What specific actions can be taken on the ground now to ensure a united, Jewish Jerusalem? What would a practical political program for Jerusalem’s coming two decades look like? How would it take shape, and by whom?
These were some of the questions dealt with by a forum of experts at a recent day-long conference organized by KeepJerusalem in Kibbutz Ramat Rachel. The conclusions The threats are significant; change must start from the informed grassroots; Chaim Ramon’s separation plan must be blocked; and a large umbrella municipality and much more construction are necessary.
What is not a good idea is former Justice Minister Chaim Ramon’s proposal to simply delete Arab-populated neighborhoods from the Jerusalem municipality borders. Though it appears logical at first glance, it has been shot down by local Arab leaders, military figures, and many in between on both left and right.
Left-wing spokesmen consider it “racist” and “immoral,” and say it will lead to poverty and neglect in the Arab neighborhoods.
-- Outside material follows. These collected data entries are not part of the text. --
Issue #916, opened 2015-01-17
LocalFile Field Type Format not working


prachaquant:
```
image: { type: Types.LocalFile,dest: '/home/veda/ks/public/img', prefix: '/img',
            format: function(item, file){
                return '<img src="/img/'+file.path.replace('/home/ks/admin/public/img','')+'/'+file.filename+'" style="max-width: 200px"\>';
            }
    },
```

![screen shot 2015-01-17 at 11 20 32](https://cloud.githubusercontent.com/assets/7953643/5787665/13fbc34a-9e3b-11e4-83ae-397b66f23834.png)

It show an image on keystone version 0.2.36 but  when I update to keystone 0.2.40 it show file name instead.

morenoh149:
Does the file store correctly? It may still be 'working' but we might have changed the display in the adminUI. Can anyone else chime in?

JedWatson:
I can confirm this is (for now) not working in the new React fields, we may need a new strategy to support it. AFAIK the feature was used entirely to support image previews, so maybe we should just make that an option.

dtuyenle:
Would be nice if you could put a notification on the keystone documentation. Thanks

morenoh149:
@dtuyenle a notification of what?

JedWatson:
I'm bumping this to an 0.3.x release, and will include a note that if you're dependent on this you should wait a little bit before upgrading from 0.2.x

adamscybot:
Just ran into this. +1. Agree, file preview option would suffice, though at the same time, I think a longer-term feature might be able to enable a custom format() function on every field.

tomasztunik:
Would be great to have an option for localfile and localfiles fields to set if it's image and render preview if it is, maybe even add option for videos, sounds in the long run but images would be highest priority I believe.

and regarding format as @adamscybot mentions having option to format every field would be great way to do simple adjustments without having to hack or create custom fields for keystone for many less complex use cases. For example being able to display image preview in place of name in the relationship field could be great usability helper that could be easily handled with that.

JedWatson:
See #1222

I would love to add functionality like this to the common `File` field - let's get that merged and go from there.

prachaquant:
:+1: I like the idea.

prachaquant:
If change to common file field will that change data schema on mongodb? I'm working on project that depend on Localfile field.

mariohmol:
Same with S3File #2215

maxkoryukov:
How it works now????

[...]

PR #2528, opened 2016-03-27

Those on the right wing of the political spectrum say the Ramon plan would significantly worsen both security and demographics, and would whet the international community’s appetite for further Israeli withdrawals.
IDF Gen. (res.) Gershon HaCohen objects largely from philosophical-historical aspects. He first notes Ramon’s dismal record in foreseeing the consequences of diplomatic processes. In 2006, several months after the disengagement/expulsion from Gaza, Ramon said, “I believe there will be quiet. But even if there is war, it will be the IDF with all its capabilities against 3-4,000 Hamas men with nothing! If they form any kind of threat, we will conquer the West Bank in 24 hours.”
HaCohen reminds us that in the decade since then, Israel has fought three wars against Hamas in Gaza, with varying degrees of success, leaving a tremendous Hamas weapons arsenal largely intact.
HaCohen says that at issue is not merely a military or diplomatic question of war and peace: “The Arabs in this land have dreams that encompass more than just having food on the table. They have national and religious dreams, and these cannot be negotiated. The goal of ‘end of conflict,’ to which some people on our side raise their sights, is not on their agenda.”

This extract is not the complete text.